EXERCISE:
Reprint every line of the data, keeping each character intact.
** DATASET follows **
PR #703, opened 2025-06-02
fix(grpc): Make recording max streams per connection more performant

julienduchesne:
Improves https://github.com/grafana/dskit/pull/685 

- Expose the option under `-server.grpc-collect-max-streams-by-conn=true|false`
- Instead of computing the maximum every time a stream is closed or opened, defer to when metrics are collected
- Use a read mutex instead of a write mutex on all operations

Details on the performance improvement:

Instead of fully locking on every open/close, it will, do a read-level lock, grab an atomic integer from a map of connections, and unlock immediately after. If it's just a matter of incrementing or decrementing the count, then we don't need to lock again. If we need to create or delete the connection in the map, then we need to lock (this shouldn't happen too often)

New benchmark:
```
goos: darwin
goarch: arm64
cpu: Apple M3 Pro
BenchmarkStreamTracker/OpenStreamOnExistingConn-11          	62238513	        18.91 ns/op	       0 B/op	       0 allocs/op
BenchmarkStreamTracker/OpenStreamOnNewConn-11               	62958250	        18.89 ns/op	       0 B/op	       0 allocs/op
BenchmarkStreamTracker/MaxStreams-11                        	   98572	     12306 ns/op	       0 B/op	       0 allocs/op
BenchmarkStreamTracker/CloseStream-11                       	52800052	        25.49 ns/op	       0 B/op	       0 allocs/op
PASS
coverage: 3.7% of statements
ok  	github.com/grafana/dskit/middleware	7.421s
```

It's over 10x faster (compare with https://github.com/grafana/dskit/pull/685#issuecomment-2847088263) on each request and the locking is now a RLock in all functions. 

`MaxStreams` now takes much more time but it's still a fraction of a millisecond, and it will be done also on a read lock once for every collection

### DIFF
--- a/middleware/grpc_stats.go
+++ b/middleware/grpc_stats.go
@@ -143,7 +143,13 @@ func (st *StreamTracker) CloseStream(connID string) {
 	if res := conn.Dec(); res == 0 {
 		// Delete the entry if it's empty.
 		st.mu.Lock()
-		delete(st.connMap, connID)
+
+		// Get the entry again to avoid race condition.
+		conn = st.connMap[connID]
+		if conn == nil || conn.Load() == 0 {
+			delete(st.connMap, connID)
+		}
+
 		st.mu.Unlock()
 	}
 }
--- a/middleware/grpc_stats.go
+++ b/middleware/grpc_stats.go
@@ -8,20 +8,25 @@ import (
 	"context"
 	"sync"
 
-	"github.com/google/btree"
 	"github.com/prometheus/client_golang/prometheus"
+	"go.uber.org/atomic"
 	"google.golang.org/grpc/stats"
 )
 
 // NewStatsHandler creates handler that can be added to gRPC server options to track received and sent message sizes.
-func NewStatsHandler(receivedPayloadSize, sentPayloadSize *prometheus.HistogramVec, inflightRequests *prometheus.GaugeVec, grpcConcurrentStreamsByConnMax *prometheus.GaugeVec) stats.Handler {
+func NewStatsHandler(reg prometheus.Registerer, receivedPayloadSize, sentPayloadSize *prometheus.HistogramVec, inflightRequests *prometheus.GaugeVec, grpcConcurrentStreamsByConnMax *prometheus.Desc) stats.Handler {
+	var streamTracker *StreamTracker
+	if grpcConcurrentStreamsByConnMax != nil {
+		streamTracker = NewStreamTracker(grpcConcurrentStreamsByConnMax)
+		reg.MustRegister(streamTracker)
+	}
+
 	return &grpcStatsHandler{
 		receivedPayloadSize: receivedPayloadSize,
 		sentPayloadSize:     sentPayloadSize,
 		inflightRequests:    inflightRequests,
 
-		grpcConcurrentStreamsTracker:        NewStreamTracker(),
-		grpcConcurrentStreamsByConnMaxGauge: grpcConcurrentStreamsByConnMax,
+		grpcConcurrentStreamsTracker: streamTracker,
 	}
 }
 
@@ -30,8 +35,7 @@ type grpcStatsHandler struct {
 	sentPayloadSize     *prometheus.HistogramVec
 	inflightRequests    *prometheus.GaugeVec
 
-	grpcConcurrentStreamsTracker        *StreamTracker
-	grpcConcurrentStreamsByConnMaxGauge *prometheus.GaugeVec
+	grpcConcurrentStreamsTracker *StreamTracker
 }
 
 // Custom type to hide it from other packages.
@@ -61,13 +65,11 @@ func (g *grpcStatsHandler) HandleRPC(ctx context.Context, rpcStats stats.RPCStat
 		g.inflightRequests.WithLabelValues(gRPC, fullMethodName).Inc()
 		if hasConnID {
 			g.grpcConcurrentStreamsTracker.OpenStream(connID)
-			g.grpcConcurrentStreamsByConnMaxGauge.WithLabelValues().Set(float64(g.grpcConcurrentStreamsTracker.MaxStreams()))
 		}
 	case *stats.End:
 		g.inflightRequests.WithLabelValues(gRPC, fullMethodName).Dec()
 		if hasConnID {
 			g.grpcConcurrentStreamsTracker.CloseStream(connID)
-			g.grpcConcurrentStreamsByConnMaxGauge.WithLabelValues().Set(float64(g.grpcConcurrentStreamsTracker.MaxStreams()))
 		}
 	case *stats.InHeader:
 		// Ignore incoming headers.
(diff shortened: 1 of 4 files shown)


middleware/grpc_stats.go
```diff
@@ -85,84 +87,84 @@ func (g *grpcStatsHandler) HandleRPC(ctx context.Context, rpcStats stats.RPCStat
...
-	entry.streamCount--
-	if entry.streamCount == 0 {
+	if res := conn.Dec(); res == 0 {
+		// Delete the entry if it's empty.
+		st.mu.Lock()
 		delete(st.connMap, connID)
-	} else {
-		st.connMap[connID] = entry
-		st.tree.ReplaceOrInsert(entry)
+		st.mu.Unlock()
```
colega: There's a race condition here. `OpenStream` might have a reference to `conn` at this point and it might do `conn.Inc()`. You need to check again `conn.Load() == 0` while `Lock`-ed.

All of this, of course, if we really care about that. If we don't care about this race-condition that makes the result off-by-one, you can just document it.

middleware/grpc_stats.go
```diff
@@ -85,84 +87,84 @@ func (g *grpcStatsHandler) HandleRPC(ctx context.Context, rpcStats stats.RPCStat
...
 
 // MaxStreams returns the number of streams in the connection with the most streams.
 func (st *StreamTracker) MaxStreams() int {
+	var max int32 = 0
 	st.mu.RLock()
-	defer st.mu.RUnlock()
-
-	if st.tree.Len() == 0 {
-		return 0
+	for _, conn := range st.connMap {
```
colega, line 167: I would consider doing `maps.Clone(st.connMap)` while RLocked, and then traverse the loop while not locked. After all you're doing a ton of atomic operations here and preventing the map from being modified. I expect a single non-synchronized map clone to be faster than reading its values in an atomic way one by one.

middleware/grpc_stats.go
julienduchesne: I went at it thinking that it doesn't matter, but I just tested it and the impact is minimal, so I fixed it

middleware/grpc_stats.go
julienduchesne: Didn't seem that much faster 🤔. The only gain would be from the fact that the "greater than" comparisons would be outside of the lock, right? Offset by more memory

narqo: Note that `maps.Clone` is implemented in the runtime ([src](https://github.com/golang/go/blob/49f63047245a50f4ec38044fc6fa2bc75719726a/src/maps/maps.go#L43-L56)). So it _might_ be faster than iterating over the map inside a lock.

julienduchesne: With this diff:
** End of DATASET **
SOLVED EXERCISE:
PR #703, opened 2025-06-02
fix(grpc): Make recording max streams per connection more performant

julienduchesne:
Improves https://github.com/grafana/dskit/pull/685 

- Expose the option under `-server.grpc-collect-max-streams-by-conn=true|false`
- Instead of computing the maximum every time a stream is closed or opened, defer to when metrics are collected
- Use a read mutex instead of a write mutex on all operations

Details on the performance improvement:

Instead of fully locking on every open/close, it will, do a read-level lock, grab an atomic integer from a map of connections, and unlock immediately after. If it's just a matter of incrementing or decrementing the count, then we don't need to lock again. If we need to create or delete the connection in the map, then we need to lock (this shouldn't happen too often)

New benchmark:
```
goos: darwin
goarch: arm64
cpu: Apple M3 Pro
BenchmarkStreamTracker/OpenStreamOnExistingConn-11          	62238513	        18.91 ns/op	       0 B/op	       0 allocs/op
BenchmarkStreamTracker/OpenStreamOnNewConn-11               	62958250	        18.89 ns/op	       0 B/op	       0 allocs/op
BenchmarkStreamTracker/MaxStreams-11                        	   98572	     12306 ns/op	       0 B/op	       0 allocs/op
BenchmarkStreamTracker/CloseStream-11                       	52800052	        25.49 ns/op	       0 B/op	       0 allocs/op
PASS
coverage: 3.7% of statements
ok  	github.com/grafana/dskit/middleware	7.421s
```

It's over 10x faster (compare with https://github.com/grafana/dskit/pull/685#issuecomment-2847088263) on each request and the locking is now a RLock in all functions. 

`MaxStreams` now takes much more time but it's still a fraction of a millisecond, and it will be done also on a read lock once for every collection

### DIFF
--- a/middleware/grpc_stats.go
+++ b/middleware/grpc_stats.go
@@ -143,7 +143,13 @@ func (st *StreamTracker) CloseStream(connID string) {
 	if res := conn.Dec(); res == 0 {
 		// Delete the entry if it's empty.
 		st.mu.Lock()
-		delete(st.connMap, connID)
+
+		// Get the entry again to avoid race condition.
+		conn = st.connMap[connID]
+		if conn == nil || conn.Load() == 0 {
+			delete(st.connMap, connID)
+		}
+
 		st.mu.Unlock()
 	}
 }
--- a/middleware/grpc_stats.go
+++ b/middleware/grpc_stats.go
@@ -8,20 +8,25 @@ import (
 	"context"
 	"sync"
 
-	"github.com/google/btree"
 	"github.com/prometheus/client_golang/prometheus"
+	"go.uber.org/atomic"
 	"google.golang.org/grpc/stats"
 )
 
 // NewStatsHandler creates handler that can be added to gRPC server options to track received and sent message sizes.
-func NewStatsHandler(receivedPayloadSize, sentPayloadSize *prometheus.HistogramVec, inflightRequests *prometheus.GaugeVec, grpcConcurrentStreamsByConnMax *prometheus.GaugeVec) stats.Handler {
+func NewStatsHandler(reg prometheus.Registerer, receivedPayloadSize, sentPayloadSize *prometheus.HistogramVec, inflightRequests *prometheus.GaugeVec, grpcConcurrentStreamsByConnMax *prometheus.Desc) stats.Handler {
+	var streamTracker *StreamTracker
+	if grpcConcurrentStreamsByConnMax != nil {
+		streamTracker = NewStreamTracker(grpcConcurrentStreamsByConnMax)
+		reg.MustRegister(streamTracker)
+	}
+
 	return &grpcStatsHandler{
 		receivedPayloadSize: receivedPayloadSize,
 		sentPayloadSize:     sentPayloadSize,
 		inflightRequests:    inflightRequests,
 
-		grpcConcurrentStreamsTracker:        NewStreamTracker(),
-		grpcConcurrentStreamsByConnMaxGauge: grpcConcurrentStreamsByConnMax,
+		grpcConcurrentStreamsTracker: streamTracker,
 	}
 }
 
@@ -30,8 +35,7 @@ type grpcStatsHandler struct {
 	sentPayloadSize     *prometheus.HistogramVec
 	inflightRequests    *prometheus.GaugeVec
 
-	grpcConcurrentStreamsTracker        *StreamTracker
-	grpcConcurrentStreamsByConnMaxGauge *prometheus.GaugeVec
+	grpcConcurrentStreamsTracker *StreamTracker
 }
 
 // Custom type to hide it from other packages.
@@ -61,13 +65,11 @@ func (g *grpcStatsHandler) HandleRPC(ctx context.Context, rpcStats stats.RPCStat
 		g.inflightRequests.WithLabelValues(gRPC, fullMethodName).Inc()
 		if hasConnID {
 			g.grpcConcurrentStreamsTracker.OpenStream(connID)
-			g.grpcConcurrentStreamsByConnMaxGauge.WithLabelValues().Set(float64(g.grpcConcurrentStreamsTracker.MaxStreams()))
 		}
 	case *stats.End:
 		g.inflightRequests.WithLabelValues(gRPC, fullMethodName).Dec()
 		if hasConnID {
 			g.grpcConcurrentStreamsTracker.CloseStream(connID)
-			g.grpcConcurrentStreamsByConnMaxGauge.WithLabelValues().Set(float64(g.grpcConcurrentStreamsTracker.MaxStreams()))
 		}
 	case *stats.InHeader:
 		// Ignore incoming headers.
(diff shortened: 1 of 4 files shown)


middleware/grpc_stats.go
```diff
@@ -85,84 +87,84 @@ func (g *grpcStatsHandler) HandleRPC(ctx context.Context, rpcStats stats.RPCStat
...
-	entry.streamCount--
-	if entry.streamCount == 0 {
+	if res := conn.Dec(); res == 0 {
+		// Delete the entry if it's empty.
+		st.mu.Lock()
 		delete(st.connMap, connID)
-	} else {
-		st.connMap[connID] = entry
-		st.tree.ReplaceOrInsert(entry)
+		st.mu.Unlock()
```
colega: There's a race condition here. `OpenStream` might have a reference to `conn` at this point and it might do `conn.Inc()`. You need to check again `conn.Load() == 0` while `Lock`-ed.

All of this, of course, if we really care about that. If we don't care about this race-condition that makes the result off-by-one, you can just document it.

middleware/grpc_stats.go
```diff
@@ -85,84 +87,84 @@ func (g *grpcStatsHandler) HandleRPC(ctx context.Context, rpcStats stats.RPCStat
...
 
 // MaxStreams returns the number of streams in the connection with the most streams.
 func (st *StreamTracker) MaxStreams() int {
+	var max int32 = 0
 	st.mu.RLock()
-	defer st.mu.RUnlock()
-
-	if st.tree.Len() == 0 {
-		return 0
+	for _, conn := range st.connMap {
```
colega, line 167: I would consider doing `maps.Clone(st.connMap)` while RLocked, and then traverse the loop while not locked. After all you're doing a ton of atomic operations here and preventing the map from being modified. I expect a single non-synchronized map clone to be faster than reading its values in an atomic way one by one.

middleware/grpc_stats.go
julienduchesne: I went at it thinking that it doesn't matter, but I just tested it and the impact is minimal, so I fixed it

middleware/grpc_stats.go
julienduchesne: Didn't seem that much faster 🤔. The only gain would be from the fact that the "greater than" comparisons would be outside of the lock, right? Offset by more memory

narqo: Note that `maps.Clone` is implemented in the runtime ([src](https://github.com/golang/go/blob/49f63047245a50f4ec38044fc6fa2bc75719726a/src/maps/maps.go#L43-L56)). So it _might_ be faster than iterating over the map inside a lock.

julienduchesne: With this diff:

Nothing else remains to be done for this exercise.